» **PROBLEM**
Return the lines below that contain the word "could".

★ ★ ★ ★ ★

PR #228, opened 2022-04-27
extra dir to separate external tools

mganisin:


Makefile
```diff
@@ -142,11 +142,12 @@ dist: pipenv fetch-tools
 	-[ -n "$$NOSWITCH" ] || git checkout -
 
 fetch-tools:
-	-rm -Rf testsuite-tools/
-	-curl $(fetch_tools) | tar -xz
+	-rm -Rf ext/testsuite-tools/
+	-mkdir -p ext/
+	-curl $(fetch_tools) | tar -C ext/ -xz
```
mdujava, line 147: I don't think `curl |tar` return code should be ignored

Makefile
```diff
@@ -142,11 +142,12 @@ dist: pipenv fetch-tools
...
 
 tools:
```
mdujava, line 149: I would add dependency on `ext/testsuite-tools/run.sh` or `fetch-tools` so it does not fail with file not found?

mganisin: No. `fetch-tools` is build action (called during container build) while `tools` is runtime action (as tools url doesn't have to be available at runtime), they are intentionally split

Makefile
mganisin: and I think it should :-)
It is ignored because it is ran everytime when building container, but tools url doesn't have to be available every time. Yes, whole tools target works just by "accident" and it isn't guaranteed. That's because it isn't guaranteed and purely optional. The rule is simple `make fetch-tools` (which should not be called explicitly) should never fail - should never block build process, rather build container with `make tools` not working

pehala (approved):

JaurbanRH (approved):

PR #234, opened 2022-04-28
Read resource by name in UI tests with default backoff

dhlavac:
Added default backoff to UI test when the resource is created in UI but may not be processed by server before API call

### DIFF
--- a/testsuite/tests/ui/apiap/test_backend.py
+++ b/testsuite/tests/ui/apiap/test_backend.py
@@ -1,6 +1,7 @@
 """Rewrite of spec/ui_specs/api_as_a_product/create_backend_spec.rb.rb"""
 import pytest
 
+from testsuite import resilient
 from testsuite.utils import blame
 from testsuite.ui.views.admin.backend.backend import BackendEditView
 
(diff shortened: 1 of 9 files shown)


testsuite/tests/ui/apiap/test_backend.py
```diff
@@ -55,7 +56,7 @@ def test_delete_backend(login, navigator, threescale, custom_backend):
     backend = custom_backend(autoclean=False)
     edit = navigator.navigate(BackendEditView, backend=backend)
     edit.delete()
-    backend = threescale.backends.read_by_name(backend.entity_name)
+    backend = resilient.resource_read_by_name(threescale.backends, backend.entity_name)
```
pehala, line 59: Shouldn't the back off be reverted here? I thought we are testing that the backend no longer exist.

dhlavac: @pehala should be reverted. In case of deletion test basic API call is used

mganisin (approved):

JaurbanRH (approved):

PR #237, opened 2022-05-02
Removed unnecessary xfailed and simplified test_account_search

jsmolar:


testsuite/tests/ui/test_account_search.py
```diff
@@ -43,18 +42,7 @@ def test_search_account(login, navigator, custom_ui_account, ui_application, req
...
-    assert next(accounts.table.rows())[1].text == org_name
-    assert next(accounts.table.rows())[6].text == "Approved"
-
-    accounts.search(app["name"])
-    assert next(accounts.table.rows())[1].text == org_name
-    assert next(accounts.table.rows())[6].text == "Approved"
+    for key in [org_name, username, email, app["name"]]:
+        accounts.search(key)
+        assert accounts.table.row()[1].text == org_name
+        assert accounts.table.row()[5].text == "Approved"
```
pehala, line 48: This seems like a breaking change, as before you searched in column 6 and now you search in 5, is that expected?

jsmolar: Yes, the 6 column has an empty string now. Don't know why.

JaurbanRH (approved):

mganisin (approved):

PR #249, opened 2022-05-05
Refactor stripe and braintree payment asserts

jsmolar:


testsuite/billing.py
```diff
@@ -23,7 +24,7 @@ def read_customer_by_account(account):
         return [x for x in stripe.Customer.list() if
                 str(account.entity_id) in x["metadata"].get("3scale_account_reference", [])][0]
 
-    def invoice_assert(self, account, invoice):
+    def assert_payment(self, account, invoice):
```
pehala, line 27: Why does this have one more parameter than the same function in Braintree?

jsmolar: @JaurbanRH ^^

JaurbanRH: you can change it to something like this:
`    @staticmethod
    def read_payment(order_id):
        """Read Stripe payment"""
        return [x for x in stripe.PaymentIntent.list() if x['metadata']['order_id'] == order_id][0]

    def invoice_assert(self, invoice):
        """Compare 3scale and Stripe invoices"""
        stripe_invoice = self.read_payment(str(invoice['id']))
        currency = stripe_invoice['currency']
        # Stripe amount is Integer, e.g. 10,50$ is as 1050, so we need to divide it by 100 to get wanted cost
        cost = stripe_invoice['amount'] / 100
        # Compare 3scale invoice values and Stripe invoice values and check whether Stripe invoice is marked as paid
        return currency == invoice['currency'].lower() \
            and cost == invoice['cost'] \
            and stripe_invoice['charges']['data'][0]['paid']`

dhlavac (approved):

★ ★ ★ ★ ★

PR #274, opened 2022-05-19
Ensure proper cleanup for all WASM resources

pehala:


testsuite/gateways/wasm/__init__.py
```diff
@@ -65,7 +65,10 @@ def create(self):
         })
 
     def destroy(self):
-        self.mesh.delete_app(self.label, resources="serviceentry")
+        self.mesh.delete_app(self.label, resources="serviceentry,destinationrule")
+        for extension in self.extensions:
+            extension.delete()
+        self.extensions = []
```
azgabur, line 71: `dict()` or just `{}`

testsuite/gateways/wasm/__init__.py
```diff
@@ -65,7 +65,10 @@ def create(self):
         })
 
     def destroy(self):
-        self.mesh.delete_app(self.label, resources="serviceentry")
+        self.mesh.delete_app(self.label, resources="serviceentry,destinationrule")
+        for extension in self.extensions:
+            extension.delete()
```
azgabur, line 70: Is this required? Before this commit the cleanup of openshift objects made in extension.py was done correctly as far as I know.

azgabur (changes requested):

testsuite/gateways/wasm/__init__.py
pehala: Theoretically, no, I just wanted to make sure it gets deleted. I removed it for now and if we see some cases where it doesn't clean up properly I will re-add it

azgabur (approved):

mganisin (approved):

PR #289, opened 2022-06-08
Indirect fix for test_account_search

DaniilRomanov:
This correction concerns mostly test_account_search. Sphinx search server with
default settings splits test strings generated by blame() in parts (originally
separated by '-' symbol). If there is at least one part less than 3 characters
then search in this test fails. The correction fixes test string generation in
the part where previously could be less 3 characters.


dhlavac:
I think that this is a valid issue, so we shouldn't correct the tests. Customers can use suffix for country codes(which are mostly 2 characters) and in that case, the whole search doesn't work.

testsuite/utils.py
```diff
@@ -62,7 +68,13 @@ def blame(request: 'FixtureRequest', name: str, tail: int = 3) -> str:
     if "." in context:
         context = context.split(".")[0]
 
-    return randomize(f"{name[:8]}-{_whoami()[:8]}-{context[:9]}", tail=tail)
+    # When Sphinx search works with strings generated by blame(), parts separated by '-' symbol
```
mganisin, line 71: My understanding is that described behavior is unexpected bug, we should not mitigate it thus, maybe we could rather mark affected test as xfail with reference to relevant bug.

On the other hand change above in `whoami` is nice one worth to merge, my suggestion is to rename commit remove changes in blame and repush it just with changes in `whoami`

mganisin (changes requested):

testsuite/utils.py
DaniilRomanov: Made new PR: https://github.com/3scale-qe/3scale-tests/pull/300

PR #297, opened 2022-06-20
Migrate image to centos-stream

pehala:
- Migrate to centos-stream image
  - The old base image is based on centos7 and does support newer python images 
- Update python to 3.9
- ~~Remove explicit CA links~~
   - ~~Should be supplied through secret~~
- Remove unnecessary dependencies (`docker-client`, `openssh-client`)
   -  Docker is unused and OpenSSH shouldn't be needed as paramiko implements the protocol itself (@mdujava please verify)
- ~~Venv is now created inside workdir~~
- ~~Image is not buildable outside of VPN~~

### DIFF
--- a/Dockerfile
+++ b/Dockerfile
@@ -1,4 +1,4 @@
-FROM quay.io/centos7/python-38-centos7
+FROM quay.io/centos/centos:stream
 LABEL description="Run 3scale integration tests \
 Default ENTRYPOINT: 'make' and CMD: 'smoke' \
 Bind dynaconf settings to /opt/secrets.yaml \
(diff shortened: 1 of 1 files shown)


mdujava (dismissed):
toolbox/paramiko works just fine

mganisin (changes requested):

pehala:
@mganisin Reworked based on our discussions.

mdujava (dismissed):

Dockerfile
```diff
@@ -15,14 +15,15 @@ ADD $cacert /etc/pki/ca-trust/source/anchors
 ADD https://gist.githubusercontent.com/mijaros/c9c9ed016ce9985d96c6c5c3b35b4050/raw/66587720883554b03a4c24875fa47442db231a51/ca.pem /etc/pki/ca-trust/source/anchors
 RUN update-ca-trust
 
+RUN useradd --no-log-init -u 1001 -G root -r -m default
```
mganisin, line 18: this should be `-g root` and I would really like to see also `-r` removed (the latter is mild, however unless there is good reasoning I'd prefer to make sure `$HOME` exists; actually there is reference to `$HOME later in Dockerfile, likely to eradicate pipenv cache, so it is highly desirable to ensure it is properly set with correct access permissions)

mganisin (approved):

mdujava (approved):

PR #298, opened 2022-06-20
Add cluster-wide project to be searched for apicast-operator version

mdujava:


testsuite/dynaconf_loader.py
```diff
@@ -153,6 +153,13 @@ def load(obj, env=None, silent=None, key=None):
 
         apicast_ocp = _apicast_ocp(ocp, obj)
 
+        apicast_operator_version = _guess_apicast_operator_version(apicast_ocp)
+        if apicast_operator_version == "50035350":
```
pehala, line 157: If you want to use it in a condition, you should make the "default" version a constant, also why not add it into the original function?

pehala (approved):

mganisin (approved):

★ ★ ★ ★ ★

» **OUTPUT OF THE TASK**
the part where previously could be less 3 characters.
mganisin, line 71: My understanding is that described behavior is unexpected bug, we should not mitigate it thus, maybe we could rather mark affected test as xfail with reference to relevant bug.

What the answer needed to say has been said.